Elle renifle. Son dos est trempé par la tresse qu'elle vient de confectionner.

« Syl risque de rester chez lui toute la semaine, il est vraiment malade. Ça te dérange si je continue de squatter ta voiture le temps qu'il se remette sur pied ?

J'appuie sur l'accélérateur. Une paire de lunettes de soleil vient s'écraser contre le pare-brise.

— Fais comme chez toi, j'accède avec un regard en biais.

— T'es pas obligé hein, je sais que tu ne veux pas t'embrouiller avec Syl. Il a une imagination débordante, surtout dans ce genre de situation. S'il commence à se faire des films à propos de nous...

— C'est lui qui ne veut pas d'emmerdes avec moi, nuance. Ça me fait plaisir de t'aider, je lâche en crispant le poing. Et ce n'est pas ton copain qui va m'en empêcher.

— T'énerves pas... »

Dans un élan neutre et dépourvu d'arrière-pensées, sa main s'avance le long de ma cuisse. Je ne saurais dire qui de ce geste ou de la climatisation cassée me fait le plus frissonner, mais ce qui est certain, c'est que j'aurais tout donné pour cet instant.

Nous continuons la route en silence. À peine ébranlés par le chuintement de sa paume contre mon genoux, nous restons muets. La condensation de nos respirations s'élève, les roues crissent à intervalles réguliers, essuyées par le murmure des freins. Je lui jette des coups d'œils dans le rétro ; ses cheveux d'un fauve ardent sont captivants.

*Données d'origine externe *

Issue #1939, opened 2022-05-23
[hlsl-out] Incorrect behaviour with firstTrailingBit


hasali19:
This program incorrectly outputs `-1` with DirectX. I think this is because of the use of `firstbitlow`, since it works correctly with tint which uses its own polyfill for `firstbitlow` - perhaps naga needs to do the same?

WGSL:

```
@group(0)
@binding(1)
var<storage, read_write> k: i32;

@compute
@workgroup_size(1)
fn main() {
    k = max(~0, firstTrailingBit(1));
}
```

HLSL:

```hlsl
RWByteAddressBuffer k : register(u1);

[numthreads(1, 1, 1)]
void main()
{
    k.Store(0, asuint(max(~0, firstbitlow(1))));
    return;
}
```

evahop:
I currently don't have a method for testing `hlsl`, but this is perplexing. At first glance this would imply `firstbitlow` returns `-1` for a bit at the `0` index. That seems very counterintuitive.

teoxoy:
Looking at the [src of DXC](https://github.com/microsoft/DirectXShaderCompiler/blob/5874b72e81da082ab6ba585dc5f1592c3df27f61/utils/hct/gen_intrin_main.txt#L140), `firstbithigh` might be in the same boat but I'm not sure what the meaning of the syntax in that file is.

evahop:
I’m not sure of the syntax either but `firstbithigh` does appear to produce the same `umax` in the OP example. I will update this where needed.

PR #2315, opened 2023-04-24
[hlsl-out] Fix return type for firstbitlow/high

evahop:
Fixes https://github.com/gfx-rs/naga/issues/1939 where `firtbitlow` and `firstbithigh` always return a `uint`.


teoxoy (approved):
Looks great! Thank you!

PR #2319, opened 2023-04-26
Fold `Error` source chain `Display` output into shader errors

### LINKED ISSUE #4494: Consolidate diagnostic presentation logic into library error types
## Problem statement

Diagnostic information for type mismatch errors (and, from what I've seen, most validation errors) is fragmented to the point that it undermines all but immediate consumers of Naga CLI. Some quick examples:

* …from https://github.com/webgpu/webgpu-samples/blob/85dbf0dc496e75691adfc795830e9a046e46e6bc/src/sample/imageBlur/blur.wgsl#L39:

image

* …from https://github.com/webgpu/webgpu-samples/blob/85dbf0dc496e75691adfc795830e9a046e46e6bc/src/sample/particles/particle.wgsl#L109:

image

Ignore that we're rejecting perfectly fine code[^1] for a second. **Note how there are _three_ places we had to consult `naga-cli`'s output to consume all information provided[^2] for this message:**

1. The `log::error!(…)` output of `src/valid/{compose,expression}.rs`, to actually learn about the types that aren't matching.
2. A nicely formatted set of spans provided by `WithSpan::spans`, accessed in [`emit_annotated_error`](https://github.com/ErichDonGubler/naga/blob/67ea8f0c0684d80e1f54af9abd875034748d5e07/cli/src/bin/naga.rs#L551).
3. Finally, the `stderr` output of `naga-cli` emitted by [`print_err`](https://github.com/ErichDonGubler/naga/blob/67ea8f0c0684d80e1f54af9abd875034748d5e07/cli\src\bin\naga.rs#L164), which actually tells us the kind of expression that failed.

Because of this, **we are not creating a uniformly good experience** between users of Naga CLI and users of Naga as a library. Evidence of this can already be found in current Nightly builds of Firefox where _only (2) is actually presented in the JS console_ (😢 [related bug](https://bugzilla.mozilla.org/show_bug.cgi?id=1829898)):

image

…where Firefox is missing critical information from (1) and (3) entirely. 😬❗

## Solution statement

A great example of how the above can all presented to a user can be found in [the front page of the `miette` project](https://github.com/zkat/miette/tree/2b4d67d7cd1ced4f0e81e74a0c636a8cfcf2074e/#example):

**My proposed solution is to expose an API to combine all error information into one or more `codespan_reporting::Diagnostic` (with spans, if available), which downstream can work with as they determine fit.** Concretely, the next short-term steps I see are:

- [x] Currently, both `naga-cli` and `wgpu-core` transform specific errors into `codespan_reporting::Diagnostic`s that are then rendered as separate terminal output. **`naga`-the-library should own the conversion of errors it returns into `Diagnostic`s**, and offer consumers like `wgpu-core` and `naga-cli` a chance to work with those instead.
- [ ] Instead of using `log::error!(…)` and the like as a separate fragmentary channel of error context, **`naga`'s front-end and validation errors should carry all relevant information in `Result::Err`s** returned from its method and function calls.

    The (non-exhaustive) list of known cases of this include:
    
	- [ ] Type mismatches
		- [ ] Binary operations

[^1]: For reference, resolving this is scoped to gfx-rs/wgpu#4400.
[^2]: There _is_ still something missing: we don't get any span help showing us which type corresponds to what locations in source, still. 😮‍💨 The `miette` example I provide later on should make this clear.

Les minutes s'écoulent, et nos yeux convergent finalement sur le 6 Sulky Street. Charmante masure, elle borde le quartier d'Hershel et s'étend sur un jardin qui l'est tout autant. Une bascule suspendue au bout du porche se laisse tanguer, ombrageant un circuit lego qui traîne dans l'escalier. On pourrait presque sentir des effluves de confiture de lait percer à travers les chambranles.

« Merci encore, Ky, glisse Anastasia. Je t'en suis redevable

— Tu ne devrais pas, c'est normal entre amis. »

Ce dernier mot me serre la gorge. Elle le sait, elle le sent. Elle n'a pas besoin de me regarder pour comprendre. Nous sommes les deux seuls à savoir ce que je ressens pour elle, les seuls à s'en être rendu compte lors de la nuit d'anniversaire de Brooke. Mais il est tard, trop tard pour moi : elle m'a filé entre les doigts. Maintenant, je l'aime comme on aime une inconnue dans le bus. Le cœur battant et impuissant.

J'ai emballé sa sœur. Je l'ai serrée dans mes bras, devant elle, je ne l'ai même pas aperçue. Je crois qu'elle voulait m'avouer qu'elle m'aimait ce soir-là. À cause d'un anniversaire où nous avions un peu trop bu, nous sommes restés toute notre terminale collés l'un à l'autre – Brooke et moi – sans vraiment nous aimer, profitant de notre statut de "couple parfait" pour nous amuser avant les diplômes. Et voilà maintenant un an que je regrette. Un an durant lequel je me suis rendu compte qu'Anastasia signifiait bien plus que quiconque à mes yeux.

« Kyrel ? »

Je lève le nez, ayant sombré dans mes pensées avant même d'avoir désactivé la sécurité. Je lui souris et déverrouille les portières.